Hey carol ,, i can relate to that ,, the hotter it is the better ,, heck i have to get a jacket when the temps get in lower 80's ,, and i'm not kidding ,, u should see me in the winter    :laugh:  :laugh:    :approve:  :approve:  :approve:


----------



## H2H1 (Jun 28, 2008)

Re: battery want stay charged

Well it wasn't the light, I still can't keep the battery charged. I am going call my RV tech Monday and ask him to come over and take a look at it. Now if he can't find the problem it off to Coach Craft down in Columbus and leave it with them and see if they can find the problem. This little problem has gotten on my last nerve because it keeps the co 2 detector or Propane detector going off. I had to disconnect the engine battery to kill the detector. I am having a misunderstanding on this because it is plugged to shore power and thought that what kept everything up and running. O well learning things everyday with the MH.   :laugh:


----------



## C Nash (Jun 28, 2008)

Re: battery want stay charged

Hollis is it the house battery or chassis bat going dead?  think the basement lights work off the house batteries but you have found that it was not the basement light anyway.  The chassis battery probably does not charge from the shore power but you could hook it uo where it would.  Do you have a disconnect switch for the chassis, engine battery?  Have you tried taking the neg cable off at the battery.  I think the steps work off the chassis battery and I am assuming that is the batt you are talking about.


----------



## H2H1 (Jun 29, 2008)

Re: battery want stay charged

yes Nash I have chassis battery problem. I have looked at connections and find no problem, I simply can't find what is draining the chassis battery. I put it on the charger to charge the batt, start it up let it run awhile, the alt will show 14.2 volts but won't keep it. it's got to be something but what? thanks for your help


----------



## C Nash (Jun 29, 2008)

Re: battery want stay charged

Hollis, to drain the batt overnight there has to be a pretty high drain.  Sounds like the alt is doing its job. Alt should put out over 14vts on start and slowly drop to about 13.8 with nothing on.  If the batt does not go dead while driving the alt is ok which I think it is.  Take the neg cable off and lightly touch or best to use meter to see if there is a drain.  If there is a drain find the fuse panel and remove one at a time until the drain is found. try to locate everything that is hooked to the chassic battery by using your wiring diagram if you have one. There could be a problem in the automatic steps.  Are they working as they should?  Retract when cranking, key on and off? Has there been any acessories wired to the chassic batt?
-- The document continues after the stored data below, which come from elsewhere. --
PR #233, opened 2017-06-13
Start 3.0.0 development version

kghbln:

- Starts the development of SRF 3.0.0 on master since 2.5.x is now on its own branch

This PR includes:
- [ ] CI build passed

### DIFF
--- a/SemanticResultFormats.php
+++ b/SemanticResultFormats.php
@@ -51,7 +51,7 @@ class SemanticResultFormats {
 	 */
 	public static function initExtension() {
 
-		define( 'SRF_VERSION', '2.5.0' );
+		define( 'SRF_VERSION', '3.0.0-alpha' );
 
 		// Register the extension
 		$GLOBALS['wgExtensionCredits']['semantic'][] = [
--- a/composer.json
+++ b/composer.json
@@ -72,7 +72,7 @@
 	},
 	"extra": {
 		"branch-alias": {
-			"dev-master": "2.5.x-dev"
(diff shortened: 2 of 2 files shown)


s7eph4n:
@kghbln, I just added a checkbox to the pull request template to update the release notes with every PR. I think this should help to minimize the effort to release new versions. It means however, that there should always be a section in the release notes for upcoming versions, where updates can be put.
What do you think? :wink:

kghbln:
@s7eph4n 

> I just added a checkbox to the pull request template to update the release notes with every PR. I think this should help to minimize the effort to release new versions.

Great, good idear

> It means however, that there should always be a section in the release notes for upcoming versions, where updates can be put.

You mean link this: https://github.com/SemanticMediaWiki/SemanticResultFormats/commit/ef955e0cb19baecfeb161842b088d1cc7edef19b :) I think in the past the first one with something started this but this indeed provides more guidance.

mwjames:
https://github.com/SemanticMediaWiki/SemanticResultFormats/commit/ef955e0cb19baecfeb161842b088d1cc7edef19b
> :) I think in the past the first one with something started this but this
> indeed provides more guidance.

If possible, I still like to see the back-ported sha1 otherwise if you
not link the #... number as reference it is difficult to find the
exact port.

kghbln:
> If possible, I still like to see the back-ported sha1 otherwise if you not link the #... number as reference it is difficult to find the exact port.

Yeah, however the items are already in the list which will make it easier to identify and see what happened.

Issue #248, opened 2017-06-22
Sum format returns a space for Kiloseparator


camponez:
### Setup
- MW version: 1.28.2
- DB (MySQL etc.): 10.2.6-MariaDB-10.2.6+maria~jessie
- PHP version:7.0.16 (fpm-fcgi)
- SMW version: 2.5.2
- SRF version: 2.5.0
- Browsers and versions (if applicable): ALL

### Issue

Sum format returns space for Kiloseparator.

**Steps to reproduce**

Use {{#ask: PARAMETER | format=sum}}

**Expected result:** ...

Either: with the kilo separator defined by the locale (in my case 'a dot')
Or: a standard number format (no kiloseparator and 'a dot' for decimal)

**Observed result:** ...

Kilo separator is a space.

mwjames:
> **Observed result:** ...
>
> Kilo separator is a space.

@jaideraf Could you comment here on the pr-br matter.

As defined in [0], I would expect the decimal as `,` (comma) and kilo
being a ` ` (space) therefore a number like `3,000.2` in English is
displayed in "português do Brasil" as `3 000,2`.

[0] https://github.com/SemanticMediaWiki/SemanticMediaWiki/commit/e7dea7f0349799fdfee307e44c8f8c184a945e7b

camponez:
@mwjames 
1 - I think it should be `.` for pt-br
2 - I don't see that line on the SW I have installed.

camponez:
When using `table` format all numbers are correctly formatted.

mwjames:
> When using `table` format all numbers are correctly formatted.

I'm confused now, or I misinterpreted the issue description.

I would expect (given the previously outlined rules of comma and
space) that a result for the number 3000.2 (ISO format) is displayed
both in `sum` and `table` format (for user language pt-br) as:

3 000,2

camponez:
>I would expect (given the previously outlined rules of comma and space) that a result for the number 3000.2 (ISO format) is displayed both in `sum` and `table` format (for user language pt-br) as:
> 3 000,2

That's exactly the issue. It only shows `space` for kiloseparator when I use `sum` format. For `table` it works correctly.

Sum format: `3 000,02`
Table format: `3.000,02`

camponez:
Here it works: https://is.gd/bK22hl
Here it doesn't: https://is.gd/YOoXJs

mwjames:
>
> Sum format: `3 000,02`
[...]

PR #250, opened 2017-07-01
Math format to use getLocalizedFormattedNumber, refs 248

mwjames:
This PR is made in reference to: #248

- Use `NumberValue::getLocalizedFormattedNumber` to get the localized format according to settings available
- Cannot be back-ported to SRF 2.5.x (as that would allow SMW 2.1) [0] because the change requires at least SMW 2.4.x

[0] https://github.com/SemanticMediaWiki/SemanticResultFormats/blob/2.5.x/composer.json#L50

This PR includes:
- [x] CI build passed

### DIFF
--- a/formats/math/SRF_Math.php
+++ b/formats/math/SRF_Math.php
@@ -44,8 +44,8 @@ class SRFMath extends SMWResultPrinter {
 
 		// if raw-format ("-") than skip formatNum()
 		if ( $outputformat != "-" ) {
-			global $wgLang;
-			$number = $wgLang->formatNum( $number );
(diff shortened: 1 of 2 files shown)


mwjames:
It currently fails and requires SMW 2.5.3 where related messages for pt-br were updated in order for the integration test to pass.

kghbln:
@mwjames So this could be backported to 2.x. Will do SRF 2.5.1 the same day as SMW 2.5.3 if that's ok.

kghbln:
> Cannot be back-ported to SRF 2.5.x (as that would allow SMW 2.1) [0] because the change requires at least SMW 2.4.x

@mwjames Never mind my previous post.

Issue #253, opened 2017-07-06
Tagcloud format: the align attribute on the div element is obsolete.


jaideraf:
### Setup

- MW version: 1.28.2
- DB (MySQL): 5.6.36-82.0
- PHP version: 7.0.20 
- SMW version: 2.5.2
- SRF version: 3.0.0-alpha

### Issue

Just a minor issue, from the W3C Validator, showing that `tagcloud` format is using the `align` attribute on div elements.

**Steps to reproduce**

[See the W3C Validator message](https://validator.w3.org/nu/?doc=https%3A%2F%2Fwww.semantic-mediawiki.org%2Fwiki%2FDemo%3ATagcloud%2FTagcloud_using_the_sphere_widget): 

```
Error: The align attribute on the div element is obsolete. Use CSS instead.
<div class="srf-tagcloud-sphere" data-version="0.4.1" align="justify">
```

**Expected result:**
Maybe just removing it (it did not changed the presentation to me):
```
<div class="srf-tagcloud-sphere" data-version="0.4.1">
```

jaideraf:
Aditionally Chrome says:

```
This page is using the deprecated ResourceLoader module "jquery.ui.position".
This page is using the deprecated ResourceLoader module "jquery.ui.widget".
This page is using the deprecated ResourceLoader module "jquery.ui.core". 
Please use "mediawiki.ui.button" or "oojs-ui" instead.
```
As the author, maybe @JeroenDeDauw is interested in this.

kghbln:
Thanks for reporting.

kghbln:
I am not sure what the point of `align="justify"` was anyways. That was supposed to stretch the content to the with of the parent container so every word is displayed in equal width.

@jaideraf  It this really something one would want for a tagcloud? I myself do not. Besides, I think you do not see a difference before and after since `align="justify"` is no longer supported by the browser anyways.

If someone wants justify her or his data she or he could add `text-align: justify;` to the "srf-tagcloud-sphere" class.

jaideraf:
> @jaideraf It this really something one would want for a tagcloud? I myself do not. 

No. Me, too. If nothing changes, with or without `align="justify"`, it's better without it.

kghbln:
@jaideraf Thanks for your feedback confirming my view. The fix will ship with SRF 2.5.1 most probably next week.

PR #254, opened 2017-07-06
Update TagCloud.php

kghbln:
This PR is made in reference to: #253 

- Remove obsolete "div" element `align="justify"`

This PR includes:
- [x] Update of RELEASE-NOTES.md
- [x] CI build passed

### DIFF
--- a/formats/tagcloud/TagCloud.php
+++ b/formats/tagcloud/TagCloud.php
@@ -314,8 +314,7 @@ class TagCloud extends ResultPrinter {
 		// General placeholder
 		$attribs =  [
 			'class'  => 'srf-tagcloud' . $class,
-			'data-version' => '0.4.1',
-			'align'  => 'justify'
+			'data-version' => '0.4.1'
 		];
 
 		return Html::rawElement( 'div', $attribs, $processing . $htmlSTags );


kghbln:
Note self: Needs to be backported to 2.5.x

s7eph4n:
Needs testing. 😛 

No really, it has never been easier. Just specify a test setup and then use a CSS selector that expects not to see a certain attribute.

See [0] for an example test, [1], [2], [3] for some relevant CSS docu.

[0] https://github.com/SemanticMediaWiki/SemanticResultFormats/blob/6077519/tests/phpunit/Integration/JSONScript/TestCases/Filtered-01.json
[1] https://stackoverflow.com/questions/1533444/css-selector-to-match-an-element-without-attribute-x#1533485
[2] https://developer.mozilla.org/en-US/docs/Web/CSS/:not
[3] https://developer.mozilla.org/en-US/docs/Web/CSS/Attribute_selectors

kghbln:
> No really

@s7eph4n This is part of a bigger issue. So far this result format is completely untested which needs to be changed. Testing for something not present should be part of it. I would like to move this to another issue rather than having this as holdup. In the end we are removing "functionality" ;)

JeroenDeDauw:
@s7eph4n I'm not sure what you would test here. You can test that the CSS attribute is there or not, though that does not tell you anything about if it is doing the job it is supposed to be doing or not. So while tests for this format and stuff in general are cool, I don't think it makes sense to write any for this PR.

JeroenDeDauw:
@kghbln not sure it's worth spending time on backporting a change like this one

s7eph4n:
@JeroenDeDauw Well, the issue was that the `align` attribute is obsolete and should be removed. It was not that the output of the gallery format looks bad.
So I would test that that issue is indeed fixed, i.e. the attribute not present anymore. Although I agree that testing that something is not there anymore is really a special case test.

PR #210, opened 2018-12-16
Removing goroutine call in acikubectl cluster-report command

gaurav-dalvi:


snaiksat:
@jojimt we are seeing a couple of issues with the previous commit, (1) commands were timing out when doing everything in parallel, (2) the implementation it resulted in all or nothing (failure was not graceful). This PR is reverting the implementation to the way it was prior to the change to making everything execute in parallel, and was at least known to be working in the field. We can separately explore as to what level of parallelism, and/or implementation logic will work in a more robust way.

jojimt:
Ah ok. Didn’t realize it was a revert.

PR #216, opened 2019-01-01
Build aci-containers and opflex private images in non jenkins environment.

mchalla:
Currently the only way to build these images is via Jenkins that is time consuming since you need to clone a pipeline without messing with the repo images. Secondly you cannot access the offical private repo without vpn to Cisco. This script simplifies private build.


build-priv.sh
```diff
@@ -0,0 +1,72 @@
...
+# 2. git clone https://github.com/opendaylight/opflex
+# 3. Modify docker/Dockerfile-* and Makefile to reflect DOCKER_USER
+# 4. docker login as DOCKER_USER
+# usage: build.sh <opflex-dir> <aci-containers-dir> <docker-user>
+# example: ./build-priv.sh /home/mchalla/work/opflex-noiro /home/mchalla/go/src/github.com/noironetworks/aci-containers challa
+
+OPFLEX_DIR=$1
+ACICONTAINERS_DIR=$2
+DOCKER_USER=$3
+
```
jojimt: Instead of forcing the command line order this way, can we just use the variable directly with some defaults?

e.g. 
: ${OPFLEX_DIR:=${HOME}/work/opflex-noiro}
: ${ACICONTAINERS_DIR:=${GOPATH}/src/github.com/noironetworks/aci-containers}

It will simplify the usage.

mchalla: Yep. Changed it to use defaults if not set.

build-priv.sh
```diff
@@ -0,0 +1,78 @@
+#!/bin/bash
+# Build opflex and aci-containers private images in non jenkins environment
+# 1. go get github.com/noironetworks/aci-containers
+# 2. mkdir -p $HOME/work && cd $HOME/work
+# 3. git clone https://github.com/noironetworks/opflex opflex-noiro
+# 4. Modify docker/Dockerfile-* and Makefile to reflect DOCKER_USER
+# 5. docker login as DOCKER_USER
+# usage: build.sh <opflex-dir> <aci-containers-dir> <docker-user>
+# example: ./build-priv.sh challa
+
```
gaurav-dalvi: Good to add `set -euxo pipefail`
https://vaneyckt.io/posts/safer_bash_scripts_with_set_euxo_pipefail/

build-priv.sh
```diff
@@ -0,0 +1,78 @@
...
+DOCKER_USER=$1
+
+[ -z "$GOPATH" ] && GOPATH=$HOME/go
+export GOPATH
+ACICONTAINERS_DIR=$GOPATH/src/github.com/noironetworks/aci-containers
+
+[ -z "$OPFLEX_DIR" ] && OPFLEX_DIR=$HOME/work/opflex-noiro
+export OPFLEX_DIR
+
+set -x
```
gaurav-dalvi: here as well. `set -euxo pipefail`

docker/Dockerfile-opflexserver
```diff
@@ -0,0 +1,9 @@
+FROM alpine:3.7
```
gaurav-dalvi: Good to use exact version rather than relying on `latest` tag. Thanks.

docker/launch-opflexserver.sh
```diff
@@ -0,0 +1,21 @@
+#!/bin/sh
+
+set -e
+set -x
```
gaurav-dalvi: same here.

build-priv.sh
mchalla: Thank you for the link. Added that.

PR #218, opened 2019-01-02
Adding gometalinter checks

gaurav-dalvi:
How to run:
1: `make gometalintercheck`
2: `./golang_checks.sh`

### DIFF
--- a/Makefile
+++ b/Makefile
@@ -97,7 +97,7 @@ goinstall:
 	${INSTALL_CMD} ${BASE}/cmd/hostagent
 	${INSTALL_CMD} ${BASE}/cmd/acikubectl
 
-dist/opflex-agent-cni: ${AGENTCNI_DEPS} 
+dist/opflex-agent-cni: ${AGENTCNI_DEPS}
 	${BUILD_CMD} -o $@ ${BASE}/cmd/opflexagentcni
 dist-static/opflex-agent-cni: ${AGENTCNI_DEPS}
 	${STATIC_BUILD_CMD} -o $@ ${BASE}/cmd/opflexagentcni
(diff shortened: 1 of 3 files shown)


golang_checks.sh
```diff
@@ -0,0 +1,48 @@
...
+
+# A deadline of 10m may seem excessive, but on slow machines it's preferable to allow it to take longer than to fail
+# the build.
+gometalinter --deadline=600s --config=./gometalinter.json --vendor ./... > metalinter-required.log 2>&1 &
+METALINTER_REQUIRED_PID="$!"
+
+gometalinter --deadline=90s --vendor --disable-all --enable=goconst --enable=errcheck --enable=dupl \
+    --enable=vet --enable=goimports ./... > metalinter-optional.log 2>&1 &
+METALINTER_OPTIONAL_PID="$!"
+
```
jojimt: Why are we using two separate invocations? Can't we run everything one pass?

Makefile
```diff
@@ -97,7 +97,7 @@ goinstall:
 	${INSTALL_CMD} ${BASE}/cmd/hostagent
 	${INSTALL_CMD} ${BASE}/cmd/acikubectl
 
-dist/opflex-agent-cni: ${AGENTCNI_DEPS} 
+dist/opflex-agent-cni: ${AGENTCNI_DEPS}
```
jojimt: Not related to this PR. But, we should get rid of the deps business I think. It is not consistent with go. We should use deps only for the secondary artifacts generated from go binaries.

golang_checks.sh
gaurav-dalvi: Good point. I will remove it in next version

Does your horn work?  just some things that rattle around in this old head.


----------



## TexasClodhopper (Jun 29, 2008)

Re: battery want stay charged

Hollis didn't you just have trouble with a cigarette lighter socket?  I'd say this is not coincidental.


----------



## H2H1 (Jun 29, 2008)

Re: battery want stay charged

Tex you are right, I am charging the batt up, I thought of that right after breakfast and I have pulled that fuse to the lighters, I am waiting the batt to charge then going to put it back in and just wait and see.    :laugh:


----------



## C Nash (Jun 29, 2008)

Re: battery want stay charged

Man, that Tex sure has a great memory


----------



## H2H1 (Jun 29, 2008)

Re: battery want stay charged

OK with a charged batt in I pulled the fuse to the cigarette ports and it was still going down. Put the volt meter and watched it drop in volts, So now I know it's something else. I took the neg side off the batt and will wait til tomorrow and do another fuse on another circuit. I guess I will do this until I find what is drawing off the battery.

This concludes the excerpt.